# Plants that Cherry Shrimp will eat?



## deleted_user_12 (Aug 21, 2011)

ehh your shrimps wont really eat plants unless they are dead just get shrimp foods, but definately get plants if you are getting a shrimp plants are really good for them, also you can add a culture if yolou want it may help and depending on your shrimp they might not eat algae so do be prepared for some maintenance of the tank


----------



## jdm68 (Jun 2, 2011)

I think you'll definitely need to have plants. If I recall correctly, Newman tried a shrimp bowl without any plants and didn't have much success, though maybe he'll chime in on that. My shrimp bowl has lots of plants, but I think if you've got strong enough light, you're going to have algae either way; I do.
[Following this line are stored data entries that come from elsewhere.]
PR #49, opened 2016-11-11
Try passing through `where` argument

GrahamTheCoder:
Need to use this in SQL Clone


GrahamTheCoder:
Seems to exit with code 1.

* [ ] Write a test and make it pass

GrahamTheCoder:
I'm giving up on this for now - I don't have time to do it properly

PR #50, opened 2016-12-20
Add Dot Cover Process FIlter Argument

PeterGerrard:
Add argument so we can pass `/ProcessFilter` argument to dotcover (was added in 2016.2)

Command line reference: https://www.jetbrains.com/help/dotcover/2016.3/dotCover__Console_Runner_Commands.html#cover

We want this to filter out `sqlservr.exe` from our coverage


nicolasvan:
LGTM

PR #100, opened 2018-04-24
Don't trim release notes lines

Michael-Upton:
Leading whitespace can be significant in markdown (it's an indent). Instead of trimming every line in Select-ReleaseNote, modify the relevant Regexs to allow leading whitespace.

I need this so that our auto-uploading release notes in DLMAutomation can have indented sections.


PeterGerrard:
Could you add some tests for this: https://github.com/red-gate/RedGate.Build/blob/master/Tests/Select-ReleaseNotes.Tests.ps1

PR #101, opened 2018-06-08
Ensure we use process when using the pipeline

PeterGerrard:
When adding The SupportsPipeline you need to add process into the method body, otherwise it will run end which will have the last value rather than running foreach value.


Greg-Smulko:
@PeterGerrard , is it still relevant? If so, should release notes be added?

PeterGerrard:
@Greg-Smulko Yes its still relevant. Though I will rebase and add release notes. Would you be willing to review?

I have dwarf hairgrass, telanthera, anacharis, dwarf baby tears, fissidens fontanus, mini marimo, and lots of duckweed, and still have algae that grows in the bowl. I feed maybe every other day, sometimes every day if I'm feeling generous, but only like 1 flake of fish food or 1 pellet of bottom feeder food. I've also fed them like 2 frozen brine shrimp or glass worms and they seem to enjoy that too. Overall, if you are doing an unfiltered bowl, I think you will NEED to have plants to keep everything stable. Good luck and be sure to post pics!


----------



## jdm68 (Jun 2, 2011)

Also, I wouldn't think you'd need to add a culture if you're putting plants in because you'll probably have eggs on anything you add. I didn't do any culture but I've got TONS of daphnia and cyclops, and some little wormies as well.


----------